MATERIAL TO PROCESS ▸

PR #839, opened 2018-02-14
OpenSSL 1.1.1 support

sfackler:


sfackler:
Tests are going to fail because of https://github.com/openssl/openssl/issues/5362.

sfackler:
cc @Ralith

openssl-sys/build.rs
```diff
@@ -343,8 +343,10 @@ RUST_LIBRESSL_251
 RUST_LIBRESSL_250
 #elif defined (LIBRESSL_VERSION_NUMBER) && LIBRESSL_VERSION_NUMBER < 0x20500000
 RUST_LIBRESSL_OLD
-#elif OPENSSL_VERSION_NUMBER >= 0x10101000
+#elif OPENSSL_VERSION_NUMBER >= 0x10102000
```
Ralith: Why reject 1.1.2, given the effort they're going to to maintain ABI compat?

openssl/src/ssl/test.rs
```diff
@@ -1038,6 +1041,13 @@ fn tmp_dh_callback() {
 
     let stream = TcpStream::connect(("127.0.0.1", port)).unwrap();
     let mut ctx = SslContext::builder(SslMethod::tls()).unwrap();
+    // TLS 1.3 has no DH suites, and openssl isn't happy if the max version has no suites :(
```
Ralith: Is this a temporary problem?

systest/build.rs
```diff
@@ -29,12 +29,10 @@ fn main() {
...
-        (
-            env::var("DEP_OPENSSL_VERSION"),
-            env::var("DEP_OPENSSL_PATCH"),
-        )
-    {
+    if let (Ok(version), Ok(patch)) = (
+        env::var("DEP_OPENSSL_VERSION"),
+        env::var("DEP_OPENSSL_PATCH"),
+    ) {
         cfg.cfg(&format!("ossl{}{}", version, patch), None);
```
Ralith: Missing ossl111 implies ossl110 here?

openssl/src/ssl/test.rs
sfackler: Dunno

openssl-sys/build.rs
sfackler: Their notion of ABI compat is not all that strict. Several constants have changed values between 1.1.0 and 1.1.1. 1.1.2 isn't going to be releasing for over a year, so I don't think this check is really going to be a problem for people.

openssl/src/ssl/test.rs
sfackler: I'm actually not sure why the ECDHE tests passes - the OpenSSL docs claim that the TLS 1.3 suites aren't in the groups that we're activating.

systest/build.rs
sfackler: Fixed

openssl-sys/build.rs
Ralith: > Several constants have changed values between 1.1.0 and 1.1.1

That's odd, they seemed pretty clear about that specific type of change being forbidden. Do you recall any specifics?

openssl/src/ssl/test.rs
sfackler: Oh right, we only run that on 1.0.1 and 1.0.2.

openssl-sys/build.rs
sfackler: https://github.com/sfackler/rust-openssl/pull/839/files#diff-ceca4680e3c63bdc67652c99c23c0db9

SSL_OP_NO_SSL_MASK changed in 1.1.1, and SSL_OP_ALL changed in 1.1.0f.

WHAT THE EXERCISE ASKS ▸ Every line of the material above is to be copied exactly.

OUTPUT FOR THIS EXERCISE ▸
PR #839, opened 2018-02-14
OpenSSL 1.1.1 support

sfackler:


sfackler:
Tests are going to fail because of https://github.com/openssl/openssl/issues/5362.

sfackler:
cc @Ralith

openssl-sys/build.rs
```diff
@@ -343,8 +343,10 @@ RUST_LIBRESSL_251
 RUST_LIBRESSL_250
 #elif defined (LIBRESSL_VERSION_NUMBER) && LIBRESSL_VERSION_NUMBER < 0x20500000
 RUST_LIBRESSL_OLD
-#elif OPENSSL_VERSION_NUMBER >= 0x10101000
+#elif OPENSSL_VERSION_NUMBER >= 0x10102000
```
Ralith: Why reject 1.1.2, given the effort they're going to to maintain ABI compat?

openssl/src/ssl/test.rs
```diff
@@ -1038,6 +1041,13 @@ fn tmp_dh_callback() {
 
     let stream = TcpStream::connect(("127.0.0.1", port)).unwrap();
     let mut ctx = SslContext::builder(SslMethod::tls()).unwrap();
+    // TLS 1.3 has no DH suites, and openssl isn't happy if the max version has no suites :(
```
Ralith: Is this a temporary problem?

systest/build.rs
```diff
@@ -29,12 +29,10 @@ fn main() {
...
-        (
-            env::var("DEP_OPENSSL_VERSION"),
-            env::var("DEP_OPENSSL_PATCH"),
-        )
-    {
+    if let (Ok(version), Ok(patch)) = (
+        env::var("DEP_OPENSSL_VERSION"),
+        env::var("DEP_OPENSSL_PATCH"),
+    ) {
         cfg.cfg(&format!("ossl{}{}", version, patch), None);
```
Ralith: Missing ossl111 implies ossl110 here?

openssl/src/ssl/test.rs
sfackler: Dunno

openssl-sys/build.rs
sfackler: Their notion of ABI compat is not all that strict. Several constants have changed values between 1.1.0 and 1.1.1. 1.1.2 isn't going to be releasing for over a year, so I don't think this check is really going to be a problem for people.

openssl/src/ssl/test.rs
sfackler: I'm actually not sure why the ECDHE tests passes - the OpenSSL docs claim that the TLS 1.3 suites aren't in the groups that we're activating.

systest/build.rs
sfackler: Fixed

openssl-sys/build.rs
Ralith: > Several constants have changed values between 1.1.0 and 1.1.1

That's odd, they seemed pretty clear about that specific type of change being forbidden. Do you recall any specifics?

openssl/src/ssl/test.rs
sfackler: Oh right, we only run that on 1.0.1 and 1.0.2.

openssl-sys/build.rs
sfackler: https://github.com/sfackler/rust-openssl/pull/839/files#diff-ceca4680e3c63bdc67652c99c23c0db9

SSL_OP_NO_SSL_MASK changed in 1.1.1, and SSL_OP_ALL changed in 1.1.0f.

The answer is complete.